# Adversarial Doctor Benchmark

Use this page when searching for:

- agent payment safety benchmark
- x402 payment safety benchmark
- preflight check before shipping payment code
- wallet.send safety check
- Stripe agent payment safety proof
- paid MCP tool payment safety proof

## What This Proves

The benchmark proves a narrow build-time claim: Monarch Doctor catches detectable agent-controlled payment paths when payment execution is not inside `checkBeforePayment` or a guarded callback.

It does not prove runtime policy enforcement, wallet ownership verification, settlement safety, fraud prevention, signed attestations, or whether a separate hosted proof endpoint has received a report for a project.
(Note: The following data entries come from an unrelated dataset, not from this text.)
Issue #2388, opened 2019-02-13
When converting from WebGPU expand out initializers


zoddicus:
WebGPU requires initiaiizers for a number of storage classes when creating variables. Iniitializers are known to be problematic in some situations, so when converting from WebGPU to another environment , initializers should be unrolled into a creation instruction followed by an immediate store.

PR #2513, opened 2019-04-12
Implement WebGPU->Vulkan initializer conversion for 'Function' variables

zoddicus:
WebGPU requires certain variables to be initialized, whereas there are
known issues with using initializers in Vulkan. This PR is the first
of three implementing a pass to decompose initialized variables into
a variable declaration followed by a store. This has been broken up
into multiple PRs, because there 3 distinct cases that need to be
handled, which require seperate implementations.

This first PR implements the basic infrastructure that is needed, and
handling of Function storage class variables. Private and Output will
be handled in future PRs.

This is part of resolving #2388


BUILD.gn
```diff
@@ -484,6 +484,8 @@ static_library("spvtools_opt") {
     "source/opt/dead_insert_elim_pass.h",
     "source/opt/dead_variable_elimination.cpp",
     "source/opt/dead_variable_elimination.h",
+    "source/opt/decompose_webgpu_initalizers_pass.cpp",
```
alan-baker: Wrong file names.

source/opt/decompose_initialized_variables_pass.cpp
```diff
@@ -0,0 +1,80 @@
...
+  return true;
+}
+
+}  // namespace
+
+Pass::Status DecomposeInitializedVariablesPass::Process() {
+  auto* module = context()->module();
+  bool changed = false;
+
+  // TODO(zoddicus): Handle 'Output' variables
```
alan-baker: For the next PRs, instead of just the two storage classes WebGPU (and Vulkan) require, I would handle all globals the same way and let the validator reject other cases.

source/opt/decompose_initialized_variables_pass.cpp
```diff
@@ -0,0 +1,80 @@
...
+      iter->RemoveOperand(3);
+    }
+
+    while (new_stores.size()) {
+      auto* store = new_stores.front();
+      new_stores.pop();
+      context()->AnalyzeDefUse(store);
+      context()->set_instr_block(store, block);
+      block->AddInstruction(std::unique_ptr<Instruction>(store));
+      if (iter != block->end()) {
```
alan-baker: Is it possible for this to be end on a valid function? All blocks must have a terminator instruction.

source/opt/decompose_initialized_variables_pass.cpp
```diff
@@ -0,0 +1,80 @@
...
+      if (!HasInitializer(inst)) continue;
+
+      changed = true;
+      auto var_id = inst->result_id();
+      auto val_id = inst->GetOperand(3).words[0];
+      Instruction* store_inst = new Instruction(
+          context(), SpvOpStore, 0, 0,
+          {{SPV_OPERAND_TYPE_ID, {var_id}}, {SPV_OPERAND_TYPE_ID, {val_id}}});
+      new_stores.push(store_inst);
+      iter->RemoveOperand(3);
```
alan-baker: I think you're missing updating the uses in `iter`.

include/spirv-tools/optimizer.hpp
```diff
@@ -768,6 +768,10 @@ Optimizer::PassToken CreateFixStorageClassPass();
 // converts those literals to 0.
 Optimizer::PassToken CreateLegalizeVectorShufflePass();
 
+// Create a pass to decomposed initialized variables into a seperate variable
```
s-perron: s/decomposed/decompose

source/opt/decompose_initialized_variables_pass.cpp
```diff
@@ -0,0 +1,79 @@
+// Copyright (c) 2019 Google Inc.
```
s-perron: I think it is suppose to be Google LLC now not Google Inc.

source/opt/decompose_initialized_variables_pass.cpp
```diff
@@ -0,0 +1,79 @@
...
+  auto* module = context()->module();
+  bool changed = false;
+
+  // TODO(zoddicus): Handle 'Output' variables
+  // TODO(zoddicus): Handle 'Private' variables
+
+  // Handle 'Function' variables
+  for (auto func = module->begin(); func != module->end(); ++func) {
+    auto block = func->entry().get();
+    std::queue<Instruction*> new_stores;
```
s-perron: We don't like using std::queue.  It has a really poor implementation on windows.  std::vector is essentially always better.

source/opt/decompose_initialized_variables_pass.cpp
```diff
@@ -0,0 +1,79 @@
...
+      iter->RemoveOperand(3);
+      get_def_use_mgr()->UpdateDefUse(&*iter);
+    }
+
+    while (new_stores.size()) {
+      auto* store = new_stores.front();
+      new_stores.pop();
+      context()->AnalyzeDefUse(store);
+      context()->set_instr_block(store, block);
+      block->AddInstruction(std::unique_ptr<Instruction>(store));
```
s-perron: I don't think this call is needed.  It will insert the instruction at the end of the block, but you are moving it immediately after.  Did you try without this?

source/opt/decompose_initialized_variables_pass.h
```diff
@@ -0,0 +1,57 @@
+// Copyright (c) 2019 Google Inc.
```
s-perron: Google LLC

test/opt/decompose_initialized_variables_test.cpp
```diff
@@ -0,0 +1,71 @@
+// Copyright (c) 2019 Google Inc.
```
s-perron: Google LLC

include/spirv-tools/optimizer.hpp
zoddicus: Done

source/opt/decompose_initialized_variables_pass.cpp
zoddicus: That looks correct, I apparently have been using the wrong one.

source/opt/decompose_initialized_variables_pass.cpp
zoddicus: Done

source/opt/decompose_initialized_variables_pass.h
zoddicus: Done

test/opt/decompose_initialized_variables_test.cpp
zoddicus: Done

source/opt/decompose_initialized_variables_pass.cpp
zoddicus: Done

Those remain separate surfaces.

## Run The Benchmark

```bash
npm run benchmark:adversarial
```

The runner writes both:

- `artifacts/adversarial-benchmark.json`
- `artifacts/adversarial-benchmark.md`

## Public Corpus

The cases live in `examples/adversarial-doctor-benchmark/` and cover:

- unsafe direct `wallet.send`
- unused `checkBeforePayment` import
- guard after payment execution
- dead guarded helper
- patched guarded callback
- wrapper-only guarded helper with static-analysis limitation

## Third-Party Smoke

The external smoke harness installs Monarch from packed npm artifacts into a fresh temp project and runs the same unsafe-to-patched proof loop:

```bash
npm run smoke:external-agent
```

That runner writes:

- `artifacts/external-agent-smoke.json`
- `artifacts/external-agent-smoke.md`

If either proof fails, fix the product or docs before claiming the payment flow is ready.

## Configuration Boundary

`monarch.config.json` is intentionally not part of the current default gate. Custom sinks, guard names, and ignore paths will be advanced configuration only after the default detector has public proof, SARIF output, and CI evidence.

Do not use config as a way to silence findings before the team can explain why the default detector missed a real payment path.